The hon. Members for Stratford-on-Avon (Mr. Howarth) and for Rochdale (Ms Lynne) said that some 200,000 people were in receipt of invalidity benefit. If I have misquoted either of them, I shall of course give way.

Ms Lynne

According to the Government's own estimate, 220,000 people will be ineligible for invalidity benefit or incapacity benefit.

Dr. Godman

I am grateful for that clarification. I wonder whether the statistics include the approximately 80,000 women aged between 60 and 65 whose invalidity benefit has been suspended by the Department until such time as the European Court of Justice offers an opinion in the test case of Mrs. Graham.

Mrs. Graham appealed against the suspension of her invalidity benefit. A commissioner by the name of Skinner—I am sure that he is no relation to my hon. Friend the Member for Bolsover (Mr. Skinner)—found in her favour, but the Department challenged his finding and went to the English Court of Appeal, whose judges sent the commissioner's decision to the European Court of Justice. I hope that the Minister will be able to clarify the position; I am sure that she is wonderfully clear about the issue of the 80,000 women who are currently in a curious state of limbo.

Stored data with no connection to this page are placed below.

PR #5733, opened 2022-09-01
CBG-2247: Etags should be quoted

gregns1:
CBG-2247

Added functionality to quote ETags when setting them. Then also Unquoting If-Match headers when they are used. 
- Changed admin_api.go to set quoted ETags then Unquote them when getting If-Match
- doc_api.go changed to unquote If-Match headers 
- admin_api_test.go has been updated to reflect these changes along side api_test.go 

## Pre-review checklist

- [x] `xattrs=true` https://jenkins.sgwdev.com/job/SyncGateway-Integration/870/

### DIFF
--- a/rest/admin_api.go
+++ b/rest/admin_api.go
@@ -230,12 +230,7 @@ func (h *handler) handleGetDbConfig() error {
 			return base.HTTPErrorf(http.StatusNotFound, "database config not found")
 		}
 
-		quoteETag, err := h.setEtag(dbConfig.Version)
-		if err != nil {
-			return err
-		}
-		h.response.Header().Set("ETag", quoteETag)
-
+		h.setEtag(dbConfig.Version)
 		// refresh_config=true forces the config loaded out of the bucket to be applied on the node
 		if h.getBoolQuery("refresh_config") && h.server.bootstrapContext.connection != nil {
 			// set cas=0 to force a refresh
@@ -536,13 +531,7 @@ func (h *handler) handlePutDbConfig() (err error) {
 				return nil, err
 			}
 
-			headerVersion := h.rq.Header.Get("If-Match")
-			headerVersion, err = h.readETag(headerVersion)
-			if err != nil {
-				return nil, err
-			}
-
-			if headerVersion != "" && headerVersion != bucketDbConfig.Version {
+			if h.headerDoesNotMatchEtag("If-Match", bucketDbConfig.Version) {
 				return nil, base.HTTPErrorf(http.StatusPreconditionFailed, "Provided If-Match header does not match current config version")
 			}
 
@@ -603,11 +592,8 @@ func (h *handler) handlePutDbConfig() (err error) {
 	}
 	// store the cas in the loaded config after a successful update
 	h.server.dbConfigs[dbName].cas = cas
-	quoteETag, err := h.setEtag(updatedDbConfig.Version)
-	if err != nil {
-		return err
-	}
-	h.response.Header().Set("ETag", quoteETag)
+	h.setEtag(updatedDbConfig.Version)
+
 	return base.HTTPErrorf(http.StatusCreated, "updated")
 
 }
@@ -636,11 +622,7 @@ func (h *handler) handleGetDbConfigSync() error {
 		}
 	}
 
-	quoteETag, err := h.setEtag(etagVersion)
-	if err != nil {
-		return err
-	}
-	h.response.Header().Set("ETag", quoteETag)
+	h.setEtag(etagVersion)
 	h.writeJavascript(syncFunction)
 	return nil
 }
@@ -664,13 +646,7 @@ func (h *handler) handleDeleteDbConfigSync() error {
 				return nil, err
 			}
 
-			headerVersion := h.rq.Header.Get("If-Match")
-			headerVersion, err = h.readETag(headerVersion)
-			if err != nil {
-				return nil, err
-			}
-
-			if headerVersion != "" && headerVersion != bucketDbConfig.Version {
+			if h.headerDoesNotMatchEtag("If-Match", bucketDbConfig.Version) {
 				return nil, base.HTTPErrorf(http.StatusPreconditionFailed, "Provided If-Match header does not match current config version")
 			}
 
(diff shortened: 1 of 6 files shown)


rest/admin_api.go
```diff
@@ -230,7 +231,8 @@ func (h *handler) handleGetDbConfig() error {
 			return base.HTTPErrorf(http.StatusNotFound, "database config not found")
 		}
 
-		h.response.Header().Set("ETag", dbConfig.Version)
+		quoteETag := strconv.Quote(dbConfig.Version)
```
bbrks: `strconv.Quote/Unquote` does more than wrap the given string in double quotes - which may not be quite what we need for Etag headers.

rest/admin_api.go
```diff
@@ -621,7 +628,8 @@ func (h *handler) handleGetDbConfigSync() error {
 		}
 	}
 
-	h.response.Header().Set("ETag", etagVersion)
+	quoteETag := strconv.Quote(etagVersion)
+	h.response.Header().Set("ETag", quoteETag)
```
bbrks: It may make sense to pull the logic out into a common `h.setEtag(etagVersion)` function so all handlers don't have to know the intricacies of quoting Etag values.

rest/admin_api.go
```diff
@@ -646,6 +654,10 @@ func (h *handler) handleDeleteDbConfigSync() error {
 			}
 
 			headerVersion := h.rq.Header.Get("If-Match")
+			if headerVersion != "" {
+				headerVersion, _ = strconv.Unquote(headerVersion)
+			}
```
bbrks: Similarly, a common method on `handler` to read an If-Match header/etag version

bbrks (changes requested):
Some initial feedback, but I would actually hold off on doing anything more on this until we know what's happening with the Etag handling changes in #5556

rest/admin_api.go
```diff
@@ -230,7 +230,11 @@ func (h *handler) handleGetDbConfig() error {
 			return base.HTTPErrorf(http.StatusNotFound, "database config not found")
 		}
 
-		h.response.Header().Set("ETag", dbConfig.Version)
+		quoteETag, err := h.setEtag(dbConfig.Version)
+		if err != nil {
+			return err
+		}
+		h.response.Header().Set("ETag", quoteETag)
```
bbrks: I expected `setEtag` to set the response header, not return the value for each handler to be manually setting it, given they're methods on a handler.

rest/handler.go
```diff
@@ -824,6 +824,26 @@ func (h *handler) userAgentIs(agent string) bool {
 	return len(userAgent) > len(agent) && userAgent[len(agent)] == '/' && strings.HasPrefix(userAgent, agent)
 }
 
+func (h *handler) setEtag(eTag string) (string, error) {
+	// Checks to see if the string has already been quoted. If so return an error message
+	if len(eTag) > 0 && strings.Contains(eTag, `"`) {
+		return "", fmt.Errorf("ETag value is already quoted when trying to set it")
```
bbrks: Seems more accurate 

```suggestion
		return "", fmt.Errorf("ETag values must not contain a quote")
```

rest/admin_api.go
```diff
@@ -533,6 +537,11 @@ func (h *handler) handlePutDbConfig() (err error) {
 			}
 
 			headerVersion := h.rq.Header.Get("If-Match")
+			headerVersion, err = h.readETag(headerVersion)
```
bbrks: Similarly, I think `readETag` should be getting the header value, rather than making every handler have to know how to use `If-Match`

rest/admin_api_test.go
```diff
@@ -3350,7 +3351,8 @@ func TestPersistentConfigConcurrency(t *testing.T) {
 	getETag := resp.Header.Get("ETag")
 	assert.Equal(t, putETag, getETag)
 
-	resp = bootstrapAdminRequestWithHeaders(t, http.MethodPost, "/db/_config", "{}", map[string]string{"If-Match": "x"})
+	quotedStr := `"` + "x" + `"`
```
bbrks: this is equivalent

```suggestion
	quotedStr := `"x"`
```

bbrks (changes requested):

rest/admin_api.go
```diff
@@ -532,8 +531,7 @@ func (h *handler) handlePutDbConfig() (err error) {
 				return nil, err
 			}
 
-			headerVersion := h.rq.Header.Get("If-Match")
-			if headerVersion != "" && headerVersion != bucketDbConfig.Version {
+			if h.headerDoesNotMatchEtag("If-Match", bucketDbConfig.Version) {
```
bbrks: I know this is existing code - but I wonder if we should move `"If-Match"` into the function, as I don't see a case where we'd want the header name to be anything different.

rest/doc_api.go
```diff
@@ -393,7 +397,10 @@ func (h *handler) handlePutDoc() error {
 		bodyRev := body[db.BodyRev]
 		if oldRev := h.getQuery("rev"); oldRev != "" {
 			body[db.BodyRev] = oldRev
-		} else if ifMatch := h.rq.Header.Get("If-Match"); ifMatch != "" {
+		} else if ifMatch, err := h.getEtag("If-Match"); ifMatch != "" {
+			if err != nil {
```
bbrks: `getEtag` always returns an `""` value with the error, so this error handling would never be hit.

In this particular case, given it's a rev ID, we know it should have a specific format to match, so SG is going to fail further down if the provided value is quoted or otherwise wrong anyway, so I think we can just ignore the error.

rest/doc_api.go
```diff
@@ -451,7 +458,10 @@ func (h *handler) handlePutDocReplicator2(docid string, roundTrip bool) (err err
 	var parentRev string
 	if oldRev := h.getQuery("rev"); oldRev != "" {
 		parentRev = oldRev
-	} else if ifMatch := h.rq.Header.Get("If-Match"); ifMatch != "" {
+	} else if ifMatch, err := h.getEtag("If-Match"); ifMatch != "" {
+		if err != nil {
```
bbrks: same comment here about error handling

bbrks (changes requested):
Some minor comments but looks fine to merge once those are done.

bbrks (approved):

In a letter sent to me last week, the Secretary of State assured me, and I believe him, that if the opinion of the European Court of Justice—for that is what it offers: opinions—is accepted by the English Court of Appeal, he will ensure that women caught in this appalling trap will receive invalidity benefit backdated to, I believe, 1 April 1992. I welcome that commitment from the Secretary of State. I know that the Minister cannot speculate on the likely outcome of a case that is to begin in Luxembourg on 6 April, I think, with the oral evidence of Mrs. Graham's QC, a gentleman by the name of Drabble. The Minister will readily acknowledge that the Government have a fairly honourable record in honouring European Court of Justice decisions that go against the legislation, policies and procedures of the United Kingdom.

Of those 80,000 women, some 3,000 or more live in Northern Ireland, several thousand live in Scotland and about 400 live in my constituency. What will happen to such women if they are paid invalidity benefit as a result of the intervention of the European Court of Justice? Presumably, they will be assessed for incapacity benefit, even though some of them are aged between 60 and 65—some of them, of course, will be aged over 65. If those who are aged under 65 years move to incapacity benefit, will some of them then be assessed for the jobseeker's allowance? It would help if that could be clarified.

4.45 pm

A small number of those women have visited me at my surgery. I readily acknowledge that I organised a take-up campaign in Scotland on behalf of such women. I hope to organise such a campaign in Northern Ireland because those women are being miserably treated by the Government.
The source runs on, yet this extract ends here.